# Work request:
Count how many lines in the data below include "linkPath". Answer with the number only.

Stored data entries
PR #16281, opened 2022-09-15
WIP: Add java_current_repository rule

fmeum:
Work towards #16124


fmeum:
@comius Could you review the overall design of this PR? The context is at https://github.com/bazelbuild/proposals/pull/274#issuecomment-1249285259 (and following comments). The general idea is simply to inject a static final constant into all Java targets without prohibitive overhead.

src/main/starlark/builtins_bzl/common/java/java_library.bzl
```diff
@@ -164,11 +179,21 @@ JAVA_LIBRARY_ATTRS = merge_attrs(
...
+        ),
         "_java_toolchain_type": attr.label(default = semantics.JAVA_TOOLCHAIN_TYPE),
+        "_allowlist_function_transition": attr.label(
+            default = "@bazel_tools//tools/allowlists/function_transition_allowlist",
+        ),
     },
 )
 
-java_library = rule(
+_java_library = rule(
```
comius, line 196: Can't change the name here, tooling uses it. Solution is to put `java_library` macro into a new file.

src/main/starlark/builtins_bzl/common/java/java_library.bzl
```diff
@@ -180,3 +205,10 @@ java_library = rule(
     compile_one_filetype = [".java"],
     toolchains = [semantics.JAVA_TOOLCHAIN],
 )
+
+def java_library(**kwargs):
+    _java_library(
+        # Skip over the leading '@'.
+        current_repository = repository_name()[1:],
```
comius, line 212: `repository_name()[1:]` creates a new string and will probably cause a memory regression, `repository_name()` is probably ok. If possible process it, that is remove `@` in an action.

src/main/java/com/google/devtools/build/lib/packages/License.java
```diff
@@ -53,7 +54,7 @@ public static class LicenseParsingException extends Exception {
    * <p>Note that the order is important for the purposes of finding the least
    * restrictive license.
    */
-  public enum LicenseType {
+  public enum LicenseType implements StarlarkValue {
```
comius, line 57: Why is this and other `StarlarkValue` needed?

src/main/java/net/starlark/java/eval/Starlark.java
```diff
@@ -206,6 +206,8 @@ public static Object fromJava(Object x, @Nullable Mutability mutability) {
       return StarlarkList.copyOf(mutability, (List<?>) x);
     } else if (x instanceof Map) {
       return Dict.copyOf(mutability, (Map<?, ?>) x);
+    } else if (x instanceof Set && ((Set<?>) x).size() == 1) {
```
comius, line 209: Why is this needed? We are usually more thorough on reviews of Starlark changes. If you need it, perhaps it's better to submit it in a separate PR.

comius (changes requested):
Quick and incomplete review, but I hope it gives you some inputs where you can continue on this PR.

src/main/starlark/builtins_bzl/common/java/java_library.bzl
fmeum: I can definitely change that, but don't we get the regression either way? `repository_name` is backed by [`getNameWithAt`](https://cs.opensource.google/bazel/bazel/+/b750f8c0242d7fcb581d368d8b75e59c51c13a61:src/main/java/com/google/devtools/build/lib/packages/StarlarkNativeModule.java;l=510), so the call will return a new string each time. The returned value isn't retained if we strip off the `@`.

tools/java/runfiles/java_current_repository.bzl
```diff
@@ -0,0 +1,115 @@
...
+def _current_repository_impl(ctx):
+    return _CurrentRepositoryInfo(value = ctx.build_setting_value)
+
+current_repository_setting = rule(
+    implementation = _current_repository_impl,
+    build_setting = config.string(),
+)
+
+def _java_current_repository_impl(ctx):
+    java_file = ctx.actions.declare_file("_java_current_repository/RunfilesConstants.java")
```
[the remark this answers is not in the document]
fmeum: That would be nicer, but I can't see it work: A given `java_binary` potentially bundles `java_library` targets from different repositories with different canonical repo names. How would each library look up its own repo name in a shared manifest?

fmeum:
@cushon As @comius has pointed out, the transition-based approach to generating the repo name Java constant currently has at least the following issues: 

1. Starlark transitions aren't really made to be applied to native rules, but not all Java rules will be starlarkified in time for Bazel 6.
2. The Starlark API for getting the repository name essentially builds in a memory regression as it prepends an `@`.
3. The transition and additional attributes on all Java targets could introduce memory regressions even if 2. is resolved.

Doing this in JavaBuilder seems much more efficient and much less complex (see https://github.com/fmeum/bazel/pull/new/16124-java-builder for a prototype). Do you think that could still be a viable alternative?

cushon:
> Doing this in JavaBuilder seems much more efficient and much less complex. Do you think that could still be a viable alternative?

I'm still not enthusiastic about doing it in JavaBuilder.

Has the [explicit rule per repository](https://github.com/bazelbuild/proposals/pull/274#issuecomment-1242794281) approach been ruled out? I know the ergonomics aren't anyone's first choice, but it's efficient and even less complex, which seems like an appealing combination if there's time pressure to get something into 6.0.0. Doing that doesn't rule out pursing one of the more complicated but easier to use options later.

I'm not asking you to spend more time on the JavaBuilder prototype before there's agreement on the approach, but there were some details I wondered about:

* are `list` and `inferBinaryName` really going to be the only methods that would need to know about the new custom file objects, or will this break other assumptions?
* does the prototype ensure the generated source isn't part of the output jar?
* did you consider writing a file to a tmp dir instead of a custom file object implementation, similar to the source jar handling in `setUpSourceJars`?
* did you consider using an annotation processor for this? If Blaze passed the workspace name to the compilation as an `-A` javacopt, I think it would be possible to do the code generation with an annotation processor. For example, we could write `class Foo { @AutoCurrentRepository private static final String CURRENT_REPOSITORY = AutoCurrentRepository_Foo.CURRENT_REPOSITORY; ... }`. The ergonomics are somewhere in between the explicit rule per repository and magically generating a file in JavaBuilder, and maintenance-wise it uses a standard, already supported mechanism to do the codegen.

fmeum:
Going to close this for now as https://github.com/bazelbuild/bazel/pull/16534 seems to strike a better balance of complexity vs. ergonomics.

PR #16283, opened 2022-09-15
Inject metadata when calling RemoteActionFileSystem#createSymbolicLink for a non-symlink artifact.

tjgq:


src/main/java/com/google/devtools/build/lib/remote/RemoteActionFileSystem.java
```diff
@@ -101,7 +111,9 @@ void injectTree(SpecialArtifact tree, TreeArtifactValue metadata) {
   void injectFile(ActionInput file, RemoteFileArtifactValue metadata) {
     checkNotNull(metadataInjector, "metadataInject is null");
 
-    injectedMetadata.put(file.getExecPath(), metadata);
+    if (metadata instanceof RemoteFileArtifactValue) {
```
coeuvre, line 114: always true?

src/main/java/com/google/devtools/build/lib/remote/RemoteActionFileSystem.java
```diff
@@ -227,11 +239,44 @@ protected PathFragment readSymbolicLink(PathFragment path) throws IOException {
...
+                entry.getValue());
+          }
+          injectTree((SpecialArtifact) output, treeBuilder.build());
+        }
+      } else if (!output.isSymlink()) {
+        RemoteFileArtifactValue metadata = getRemoteInputMetadata(targetFragment);
+        if (metadata != null) {
+          injectFile(output, metadata);
+        }
+      }
```
coeuvre, line 277: What about output that is symlink? I know we are going to handle it differently, but should we throw an error here?

src/main/java/com/google/devtools/build/lib/remote/RemoteActionFileSystem.java
```diff
@@ -227,11 +239,44 @@ protected PathFragment readSymbolicLink(PathFragment path) throws IOException {
...
+    FileStatus stat = statNullable(linkPath, /* followSymlinks= */ false);
+    if (stat != null) {
+      throw new IOException(linkPath + " (File exists)");
+    }
+
+    // If the output is a regular file or tree artifact, it has "copy" semantics, i.e., it will be
+    // transparently resolved into the artifact it points to; the symlink is just a filesystem-level
+    // optimization to avoid making an actual copy. We can inject its metadata and avoid the need to
+    // compute it from the filesystem later, which would be slower and require additional filesystem
+    // operations to be implemented.
```
coeuvre, line 251: Potentially, we could download the same files twice. e.g. symlink `a` points to file `b`, but the metadata are same from the perspective of skyframe.

When staging inputs for actions that requires `a`, we download `a` and create files instead of symlinks on the local file system. Then we do the same thing for actions that requires `b`. It is getting worse if the target is directory. This is another reason why we currently creating a dangling symlink for the internal equivalent.

src/main/java/com/google/devtools/build/lib/remote/RemoteActionFileSystem.java
```diff
@@ -370,10 +415,22 @@ private RemoteFileArtifactValue getRemoteInputMetadata(PathFragment path) {
...
   }
 
+  @Nullable
+  private TreeArtifactValue getRemoteInputTreeMetadata(PathFragment path) {
+    if (!path.startsWith(outputBase)) {
+      return null;
+    }
+    PathFragment execPath = path.relativeTo(execRoot);
+    TreeArtifactValue m = inputArtifactData.getTreeMetadata(execPath);
+    if (m != null && m.isEntirelyRemote()) {
```
coeuvre, line 428: Do we have the case where the tree is not entirely remote? If so, how do we handle that?

src/main/java/com/google/devtools/build/lib/remote/RemoteActionFileSystem.java
tjgq: Oops, it was a leftover from a previous refactor.

src/main/java/com/google/devtools/build/lib/remote/RemoteActionFileSystem.java
tjgq: If the output is a symlink, then we should create the symlink and not inject any metadata. Skyframe will later call `readSymbolicLink` and not attempt to resolve it.

Unfortunately, unresolved symlinks don't currently work together with remote execution because of other issues, so I can't add an integration test for it (I did add a unit test to verify that `createSymbolicLink` and `readSymbolicLink` round-trip when the output is of type symlink).

src/main/java/com/google/devtools/build/lib/remote/RemoteActionFileSystem.java
tjgq: No, I don't believe this could ever occur, since two actions cannot produce the same tree artifact. So I think `!isEntirelyRemote` effectively means "is entirely local".

src/main/java/com/google/devtools/build/lib/remote/RemoteActionFileSystem.java
coeuvre: That makes sense. Do we allow actions to access undeclared output (i.e. create undeclared symlink in this case)?

src/main/java/com/google/devtools/build/lib/remote/RemoteActionFileSystem.java
coeuvre: True.

src/test/shell/bazel/remote/build_without_the_bytes_test.sh
```diff
@@ -726,6 +726,182 @@ EOF
     //a:foo || "Failed to build //a:foo"
 }
 
+function test_downloads_minimal_symlink_to_source_file() {
```
coeuvre, line 729: Optional but please consider moving these tests to java.

src/main/java/com/google/devtools/build/lib/remote/RemoteActionFileSystem.java
tjgq: Per offline discussion, I've added a `stagingExecPath` field to `RemoteFileArtifactValue`, which is used by the input prefetcher to avoid downloading the same file more than once. This is a bit of a hack, but the alternatives all seem excessively complex to me.

src/test/shell/bazel/remote/build_without_the_bytes_test.sh
tjgq: I will move them once we agree on the overall approach.

src/main/java/com/google/devtools/build/lib/remote/RemoteActionFileSystem.java
coeuvre: Let me write down what we have discussed just now:
- For file, the `stagingExecPath` is used to store the path of final target file. We might want to rename it to a better name to reflect the fact that this remote metadata is actually a symlink to another remote metadata. Alternative way is to create a subclass of `RemoteFileArtifactValue`. I'm fine with either way.
- For tree, we don't want to store `stagingExecPath` in remote metadata for every `TreeFileArtifact`. We can store it in an extra field of `TreeArtifactValue` or in a subclass.
- We resolve symlink chains to the last target when injecting the metadata in the `createSymbolicLink`. So when we staging the symlink in the prefetcher, we know the `execPath` of final target (This is what you are doing now, just write it down for clarification).
- For symlinks whose targets are on the local file system (i.e. remote metadata for the target is `null`), we don't inject metadata but just create symlinks on the local files system.
- We need to update the serialization/deserialization code for remote metadata in https://cs.opensource.google/bazel/bazel/+/master:src/main/java/com/google/devtools/build/lib/actions/cache/CompactPersistentActionCache.java.
- We are interested in the test case: `sym` points to a `dir/file` (by `declare_file`) inside a `dir` (by `declare_dir`)
  - are we able to deduplicate the downloads of `dir/file`?

I might miss some other points but you get the idea.

src/main/java/com/google/devtools/build/lib/actions/FileArtifactValue.java
```diff
@@ -539,16 +542,27 @@ public static class RemoteFileArtifactValue extends FileArtifactValue {
     private final long size;
     private final int locationIndex;
     private final String actionId;
-
-    public RemoteFileArtifactValue(byte[] digest, long size, int locationIndex, String actionId) {
+    @Nullable private final PathFragment symlinkTargetExecPath;
```
alexjski, line 545: That may not be that useful internally. Both this and the actionid, please check the impact on memory usage due to that.

src/main/java/com/google/devtools/build/lib/remote/AbstractActionInputPrefetcher.java
```diff
@@ -182,10 +218,15 @@ private Completable prefetchInputTree(
...
                   HashSet<Path> dirs = new HashSet<>();
 
-                  // Tree root is created by Bazel before action execution, but the permission is
-                  // changed to 0555 afterwards. We need to set it as writable in order to move
-                  // files into it.
-                  treeRoot.setWritable(true);
+                  if (!treeRoot.exists()) {
+                    // If the tree root doesn't already exist, create it now. This can happen if
+                    // we're prefetching to a different location and symlinking into it.
+                    treeRoot.createDirectory();
```
alexjski, line 224: Consider using [createWritableDirectory](https://github.com/bazelbuild/bazel/blob/d44d4ea960fdc7260977e69b530e053baebf7fb8/src/main/java/com/google/devtools/build/lib/vfs/Path.java#L436-L448) to get it all done in 1 call.

src/main/java/com/google/devtools/build/lib/skyframe/TreeArtifactValue.java
```diff
@@ -233,6 +245,11 @@ public Optional<ArchivedRepresentation> getArchivedRepresentation() {
     return Optional.ofNullable(archivedRepresentation);
   }
 
+  /** Return symlinkTarget path (if present). */
+  public Optional<PathFragment> getSymlinkTargetExecPath() {
```
alexjski, line 249: As we talked offline, you may be better off returning a FileMetadataValue from `getMetadata` which includes that so you can just request that using `metadataProvider.getMetadata(treeArtifact)`.

src/main/java/com/google/devtools/build/lib/remote/RemoteActionFileSystem.java
tjgq: Yes, undeclared symlinks are created via `ctx.actions.symlink(output = declare_symlink(...))` which works today. They can also be consumed as inputs to other actions.

I suspect we should also inject the metadata for undeclared symlinks into Skyframe (`UndeclaredSymlinkFileArtifactValue` seems to have been introduced for that exact purpose, but is mysteriously unused in the codebase). However, I don't want to expand the scope of this PR to include it, so for now I'm still creating an actual symlink in the local filesystem.

src/test/shell/bazel/remote/build_without_the_bytes_test.sh
tjgq: Moved.

src/main/java/com/google/devtools/build/lib/remote/AbstractActionInputPrefetcher.java
tjgq: Done.

src/main/java/com/google/devtools/build/lib/remote/RemoteActionFileSystem.java
tjgq: PTAL. Some points of note:

- Naming: I've settled on `symlinkTargetExecPath` instead of `stagingExecPath`. I think that's as explicit as it gets :)
- Skyframe values: I've added a `symlinkTargetExecPath` field to the existing `TreeArtifactValue` (whose size remains at 40 bytes due to padding) and introduced a new`SymlinkToRemoteFileArtifactValue` subclass (to avoid increasing the size of `RemoteFileArtifactValue`). Following a suggestion by Alex, the metadata for tree artifacts is retrieved via `TreeArtifactValue#getMetadata`, which avoids adding a `MetadataProvider#getTreeArtifactValue` method.
- Nested artifacts: I've added tests for them in `BuildWithoutTheBytesIntegrationTest`, but as we discussed, the prefetcher currently isn't able to deduplicate the downloads (and the downloads might even collide). Since this is a preexisting issue and nested artifacts are relatively rare, I'd prefer to fix it outside of this PR. It has been filed as #16333.

src/main/java/com/google/devtools/build/lib/actions/FileArtifactValue.java
tjgq: Introduced a separate `SymlinkToRemoteFileArtifact` subclass to avoid increasing the size. For `TreeArtifactValue`, we got lucky and the new field fits within the preexisting padding, so no subclass is required.

src/main/java/com/google/devtools/build/lib/skyframe/TreeArtifactValue.java
tjgq: Thanks, this made everything so much simpler!

src/main/java/com/google/devtools/build/lib/remote/RemoteActionFileSystem.java
```diff
@@ -227,14 +237,76 @@ protected PathFragment readSymbolicLink(PathFragment path) throws IOException {
...
+
+  private TreeArtifactValue createTreeArtifactValueForSymlink(
+      SpecialArtifact output, TreeArtifactValue original, PathFragment targetPath) {
+    TreeArtifactValue.Builder builder = TreeArtifactValue.newBuilder(output);
+    for (Map.Entry<TreeFileArtifact, FileArtifactValue> entry :
+        original.getChildValues().entrySet()) {
+      PathFragment parentRelativePath = entry.getKey().getParentRelativePath();
+      builder.putChild(
+          TreeFileArtifact.createTreeOutput(output, parentRelativePath),
+          createRemoteFileArtifactValueForSymlink(
```
coeuvre, line 301: IDK but do we want store symlinks for each child file? What could be wrong if we don't do that?

src/main/java/com/google/devtools/build/lib/remote/RemoteActionFileSystem.java
coeuvre: Sorry for didn't make it clear, but my question was about **undeclared** output not **unresolved** symlink. To be more specific, do we want to move line `super.createSymbolicLink()` inside the check `if (output != null)` and instead throw an error there to prevent actions create **undeclared** outputs?

src/main/java/com/google/devtools/build/lib/skyframe/TreeArtifactValue.java
```diff
@@ -190,23 +192,35 @@ public static ArchivedRepresentation create(
...
   @Nullable private final ArchivedRepresentation archivedRepresentation;
 
+  /**
+   * Optional symlink target path.
+   *
+   * <p>If set, this artifact is a copy of another artifact. It is materialized in the local
+   * filesystem as a symlink to the original artifact, whose contents live at this location. This is
+   * used to implement zero-cost copies of remotely stored artifacts.
+   */
+  @Nullable private final PathFragment symlinkTargetExecPath;
```
coeuvre, line 202: I think you measured the memory impact for adding this new field. I'm curious about the numbers.

src/test/java/com/google/devtools/build/lib/actions/ActionCacheCheckerTest.java
```diff
@@ -931,7 +936,8 @@ public void saveOutputMetadata_treeMetadataWithSameLocalFileMetadata_cached() th
     ActionCache.Entry entry = cache.get(output.getExecPathString());
     assertThat(entry).isNotNull();
     assertThat(entry.getOutputTree(output))
-        .isEqualTo(SerializableTreeArtifactValue.create(children, Optional.empty()));
+        .isEqualTo(
+            SerializableTreeArtifactValue.create(children, Optional.empty(), Optional.empty()));
```
coeuvre, line 940: Add a test case where ActionCacheCheck is able to hit the cache for actions that produce remote tree/file symlinks?

src/main/java/com/google/devtools/build/lib/actions/cache/CompactPersistentActionCache.java
```diff
@@ -466,6 +467,14 @@ private static void encodeRemoteMetadata(
     VarInt.putVarInt(value.getLocationIndex(), sink);
 
     VarInt.putVarInt(indexer.getOrCreateIndex(value.getActionId()), sink);
+
+    Optional<PathFragment> symlinkTargetExecPath = value.getSymlinkTargetExecPath();
```
coeuvre, line 471: Please update `VERSION` number in this file so that we won't read old content.

src/main/java/com/google/devtools/build/lib/remote/RemoteActionFileSystem.java
coeuvre: Totally make sense. Thanks!

src/main/java/com/google/devtools/build/lib/remote/RemoteActionFileSystem.java
tjgq: I think it's reasonable to throw if the symlink doesn't point to an output, yes. This filesystem is only meant to be used by internal actions, and the set of things they can do is fairly restricted.

src/main/java/com/google/devtools/build/lib/actions/FileArtifactValue.java
```diff
@@ -626,6 +749,58 @@ public String toString() {
...
           .add("size", size)
           .add("locationIndex", locationIndex)
+          .add("actionId", actionId)
+          .toString();
+    }
+  }
+
+  /** An artifact that should be materialized as a symlink to another remote artifact. */
+  public static class SymlinkToRemoteFileArtifactValue extends RemoteFileArtifactValue {
+    private PathFragment symlinkTargetExecPath;
```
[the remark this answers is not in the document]
tjgq: Done.

src/main/java/com/google/devtools/build/lib/actions/FileArtifactValue.java
```diff
@@ -172,6 +173,17 @@ protected boolean couldBeModifiedByMetadata(FileArtifactValue lastKnown) {
     return true;
   }
 
+  /**
+   * Optional symlink target path.
+   *
+   * <p>If present, this artifact is a copy of another artifact. It is materialized in the local
```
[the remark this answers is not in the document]
tjgq: In the future I'd also like to store the (unresolved) symlink target in Skyframe. As I mentioned elsewhere, there's an `UnresolvedSymlinkArtifactValue` class which was created for this exact purpose [1], but we currently only use it in `ActionMetadataHandler` [2].

[1] https://cs.opensource.google/bazel/bazel/+/master:src/main/java/com/google/devtools/build/lib/actions/FileArtifactValue.java;l=634;drc=de02e3f62598dbe8dcff68b4040f34da3322c720
[2] https://cs.opensource.google/bazel/bazel/+/master:src/main/java/com/google/devtools/build/lib/skyframe/ActionMetadataHandler.java;l=606;drc=5ee37a6b8b7c80db579d0246e2ea88142213b6d8

src/main/java/com/google/devtools/build/lib/actions/cache/CompactPersistentActionCache.java
```diff
@@ -578,6 +598,15 @@ private static byte[] encode(StringIndexer indexer, ActionCache.Entry entry) thr
       } else {
         VarInt.putVarInt(0, sink);
       }
+
+      Optional<PathFragment> symlinkTargetExecPath =
```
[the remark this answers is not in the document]
tjgq: Done.

src/main/java/com/google/devtools/build/lib/remote/RemoteActionFileSystem.java
tjgq: I think it's safe to omit them now.

src/main/java/com/google/devtools/build/lib/actions/cache/CompactPersistentActionCache.java
tjgq: Done.

src/main/java/com/google/devtools/build/lib/actions/cache/CompactPersistentActionCache.java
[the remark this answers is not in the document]
coeuvre: `maxOutputFilesSize` is also needed to be updated.

src/test/java/com/google/devtools/build/lib/remote/BuildWithoutTheBytesIntegrationTest.java
```diff
@@ -360,6 +360,292 @@ public void changeOutputMode_invalidateActions() throws Exception {
     }
   }
 
+  @Test
+  public void symlinkToSourceFile() throws Exception {
```
coeuvre, line 364: Add a test case that symlink are not created on the local file system if no local actions need them?

src/main/java/com/google/devtools/build/lib/actions/cache/CompactPersistentActionCache.java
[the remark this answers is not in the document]
tjgq: Oops, should be fixed now.

src/main/java/com/google/devtools/build/lib/skyframe/TreeArtifactValue.java
tjgq: In the end, I didn't benchmark; I just made sure that I'm not increasing the size of `TreeArtifactValue` nor `RemoteFileArtifactValue`, which means the change will be neutral for builds that don't use `ctx.actions.symlink(output = declare_file/declare_directory)`.

(I think there's a way to make it truly neutral by using different specializations of `RemoteFileArtifactValue` for `actionId` and `locationIndex`, since AIUI their presence is mutually exclusive. But I'd rather avoid doing that now if I can.)

src/test/java/com/google/devtools/build/lib/actions/ActionCacheCheckerTest.java
tjgq: Done.

In passing, I've just realized that the cache checking is a little odd for artifacts with a `symlinkTargetExecPath`: we consider the local filesystem to be up to date if the artifact is materialized by an actual file/directory instead of a symlink pointing to one.

I think this is benign and consistent with how symlinks are transparently followed throughout Bazel; it's a consequence of the fact that the artifacts are declare_file/declare_directory (not declare_symlink) and hence what we really care about is their contents.

src/main/java/com/google/devtools/build/lib/actions/FileArtifactValue.java
```diff
@@ -172,6 +173,17 @@ protected boolean couldBeModifiedByMetadata(FileArtifactValue lastKnown) {
...
+   * filesystem as a symlink to the original artifact, whose contents live at this location. This is
+   * used to implement zero-cost copies of remotely stored artifacts.
+   */
+  public Optional<PathFragment> getSymlinkTargetExecPath() {
```
alexjski, line 183: This is out of sync with the `SourceFileArtifactValue`. If that is intended to be short lived, maybe let's move that to a separate interface and case in remote. If that is long lived, it may be worth to keep existing code in sync.

src/main/java/com/google/devtools/build/lib/actions/FileArtifactValue.java
```diff
@@ -172,6 +173,17 @@ protected boolean couldBeModifiedByMetadata(FileArtifactValue lastKnown) {
     return true;
   }
 
+  /**
+   * Optional symlink target path.
```
alexjski, line 177: Please add javadoc to explain that this is for optimizations only, maybe even rename the method to indicate that. This API should clearly state that it is an implication only: non-empty response means that this is a symlink, but the opposite may not be true.

src/main/java/com/google/devtools/build/lib/actions/cache/CompactPersistentActionCache.java
```diff
@@ -466,6 +467,14 @@ private static void encodeRemoteMetadata(
     VarInt.putVarInt(value.getLocationIndex(), sink);
 
     VarInt.putVarInt(indexer.getOrCreateIndex(value.getActionId()), sink);
+
+    Optional<PathFragment> symlinkTargetExecPath = value.getSymlinkTargetExecPath();
+    if (symlinkTargetExecPath.isPresent()) {
+      VarInt.putVarInt(1, sink);
```
alexjski, line 473: nit: Another option is to put a value which cannot be a correct index (e.g. -1) when it is absent. That may ironically be more than 1 byte for -1 (since varint is 1 byte for 0..127). You could reserve 0 and do index + 1, but it is a little weird.

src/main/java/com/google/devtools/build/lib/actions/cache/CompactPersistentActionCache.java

# Result for this exercise:
2